Hut site, Gortacreenteen, Co. Kerry
Co. Kerry |
Settlement Sites
A low ring of stones barely breaking the surface of a Kerry bog is easy to walk past without registering what it is.
On an east-facing slope in Gortacreenteen, overlooking the valley of the Slaheny River, the collapsed lower courses of a roughly circular stone wall mark out a space that was once an enclosed dwelling or shelter. The hut measures approximately six metres north to south and just over five metres east to west, with wall remains still protruding up to half a metre above the surrounding bog surface. Rubble is scattered across the interior, and larger boulder-type stones remain visible along the north-western arc, hinting at the original construction. A narrow entrance, about one metre wide, opens along the south-eastern arc, oriented in the direction of the slope and the valley below.

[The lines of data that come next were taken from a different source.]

PR #347, opened 2020-09-12
More thread-safety

lbmaian:
`HarmonySharedState`:
- A lock on a `const` string doesn't look safe (might be safe due to the interned string, but let's not bank on it), so locking on an explicit lock object.
- Also locking over the whole operation, rather than just on `GetState`.

`PatchTools`:
- Attributed `objectReferences` with `ThreadStatic`. Even though this Dictionary is only stored to and never read from, it still needs to be thread-safe: https://stackoverflow.com/a/33153868

`AccessTools`:
- Make `AccessTools.all`/`allDeclared` `static readonly`, with a note on why they're not `const` (would break binary compatibility). I'm making the probably safe assumption that no one ever sets these fields.

Other changes:
- Revert `StructReturnBuffer.sizes` back to `static readonly` now that tests are clearing it rather than setting it to a new dictionary.
- Add locking to `FileLog.ChangeIndent` - for consistency with other side-effecting methods here.

### DIFF
--- a/Harmony/Internal/HarmonySharedState.cs
+++ b/Harmony/Internal/HarmonySharedState.cs
@@ -10,33 +10,31 @@ namespace HarmonyLib
 	internal static class HarmonySharedState
 	{
 		const string name = "HarmonySharedState";
+		static readonly object locker = new object();
 		internal const int internalVersion = 100;
 		internal static int actualVersion = -1;
 
 		static Dictionary<MethodBase, byte[]> GetState()
 		{
-			lock (name)
+			var assembly = SharedStateAssembly();
+			if (assembly is null)
 			{
-				var assembly = SharedStateAssembly();
-				if (assembly is null)
-				{
-					CreateModule();
-					assembly = SharedStateAssembly();
-					if (assembly is null) throw new Exception("Cannot find or create harmony shared state");
-				}
-
-				var type = assembly.GetType(name);
-
-				var versionField = type.GetField("version");
-				if (versionField is null) throw new Exception("Cannot find harmony state version field");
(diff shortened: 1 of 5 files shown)


lbmaian:
Well it didn't prevent `Test_Patch_Returning_Structs(20,"S")` test failing spuriously: https://pardeike.visualstudio.com/Harmony/_build/results?buildId=1015&view=logs&j=c9daabb1-7301-5a00-f34f-3cec5819fa71&t=9b344549-9f9a-5df6-f54c-b2e622c743be

But I wasn't holding hopes that it would. That test's stability seems only tangentially related to thread safety.

pardeike:
Regarding changing HarmonySharedState: what happens when two versions of Harmony with different lock objects try to access the state at the same time? I think it breaks the backwards compatibility and we need to be careful with the change.

lbmaian:
Hmm, isn't that already possible before? Two versions of Harmony already have their own locks, and each just locks on `GetState()`. This change only expands those same assembly-specific locks (kinda, replace string with locker) over the subsequent operation on the returned state. So it should still be backwards compatible.

Though now that I think of it, this is insufficient. The returned state dictionary itself needs to be locked. And I can "revert" to have the assembly-specific locks only lock in `GetState()` again.

That change should also still be backwards compatible. Old versions that aren't aware of the locking will just ignore the lock (locking requires explicit cooperation after all).

lbmaian:
Also just realized that `lock (state) return state.Keys` doesn't provide any thread-safety. You'd have to either resolve it fully into an array or list, or use `ConcurrentDictionary` (which isn't available in net35 and isn't backwards compatible, although the latter concern can be addressed by versioning).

What makes the site quietly compelling is its companionship. Another hut site of the same general type lies approximately thirteen metres to the north, suggesting that this was not an isolated shelter but part of a small cluster of structures sharing the same rough hill grazing ground. Such groupings are not uncommon in Kerry's upland landscape, where seasonal pastoral activity, known in Ireland as booleying, would have drawn people and livestock to higher ground during summer months, requiring at least rudimentary shelter. Whether these huts served that function, or represent something older and more permanent, is not recorded, and the bog that now surrounds the walls has a habit of preserving ambiguity as well as stone.